St. Bakhita is located within the Kiryandongo Refugee Settlement, and provides nursery and primary school education to students. The classrooms are mostly cement, with wooden desks and glass-free windows barred with iron. There is a soccer field and a netball court (if you’ve never heard of netball it’s like basketball played with ultimate frisbee rules), and a central sort of courtyard where they gather for morning and end-of-day assembly. The toilets are outhouses for squatting, and they get their water from a tank up the hill, which they pay for. There is no electricity except for what they can get from one solar panel. There are currently 753 students dispersed over 10 classes.
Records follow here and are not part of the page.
PR #14284, opened 2020-09-30
Fixed #14277, update scrollablePlotArea fixed elements in every applyFixed

### LINKED ISSUE #14277: Updating scrollablePlotArea.minHeight breaks yAxis and bar category labels
#### Expected behaviour

* Updating `scrollablePlotArea.minHeight` redraws the chart so that the y-axis remains at the proper location.
* Updating `scrollablePlotArea.minHeight` redraws the chart so that the bar categories labels are redrawn if there is now space for them/no longer space for them.

#### Actual behaviour

1. If `yAxis` is present, changing `minHeight` doesn't update `yAxis` position properly (it gets "stuck" in the middle of the chart, if the chart has beccome bigger).
2. If `series`/`categories` are increased and *then* `minHeight` is increased, canvas size increased but bars aren't redrawn, so it just creates extra blank space.
3. If `series`/`categories` and `minHeight` are updated simultaneously, the category labels aren't updated (some will be missing when increasing the chart size). Only if `series`/`categories` is set *after* `minHeight` does it update the labels.

https://codesandbox.io/s/beautiful-hellman-7tnvp

highcharts-minheight-bugs

Note: reload the page in between reproduction attempts to reset the chart state.

**Bug #​1 reproduction steps:**

1. Click `Toggle y-axis definition`.
2. Click `Update entire options object`  (y-axis label should update to `My y-axis`).
3. Click `Toggle size`.
4. Click `Update entire options object` (increases the bars/minHeight).
5. Click `Toggle size`.
6. Click `Update entire options object` (decreases the bars/minHeight).
7. Click `Toggle size`.
8. Click `Update entire options object` (increases the bars/minHeight again).
9. Observe that the y-axis is in the wrong location.
10. Reload and do the same with the yAxis definition turned *off*, and the yAxis will behave as expected.

**Bug #​2 reproduction steps:**

1. Click `Toggle size`.
2. Click `Update series/categories`.
3. Click `Update minHeight`.
4. Observe that the canvas size has increased, but the bars haven't been redrawn to fill the space.

**Bug #​3 reproduction steps:**

1. Click `Toggle size`.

My first day working in the classrooms was Tuesday. I spent the morning class periods with the 3-4 year old class, which consisted that day of one full-time teacher, one visiting teacher-in-training, and 71 tiny kids, all in a single classroom the size of my bedroom back home. They sit on woven rugs on the cement floor, and argue and sing and chant and fight and nap and play endlessly. I sat with them, and they climbed all over me, and held onto my hands and arms and knees and hair. They loved playing with my hair. Later Osborn and I lunched with the teachers: we had beans and ugali (ooh – GAH – lee) which I think they have every day. Ugali is like super-fine porridge grits baked into a dense and resilient loaf: it is pale and soft and sticky and very bland, but if you cut a huge slice of it and cover it with beans and a little cabbage it will soak up the juices and is very filling. Also you eat with your hands. Their drinking water they collect and boil and store in an urn in a shady corner to keep cool. I ate myself to bursting.
After lunch we started computer club, which right now is basically me and Osborn training interested teachers how to use a computer, so that later they can teach interested students. I worked with one teacher for hours, using my laptop: things like how to open word and save a document, how to highlight and right-click and change fonts, how to add and multiply in excel, and so on. I also drew him a keyboard outlining which keys should be pressed by which fingers, so he can learn to type just by practicing the motions on a piece of paper. I couldn’t show him how to change his email password though, because the school doesn’t have internet. Osborn and I are working on changing that.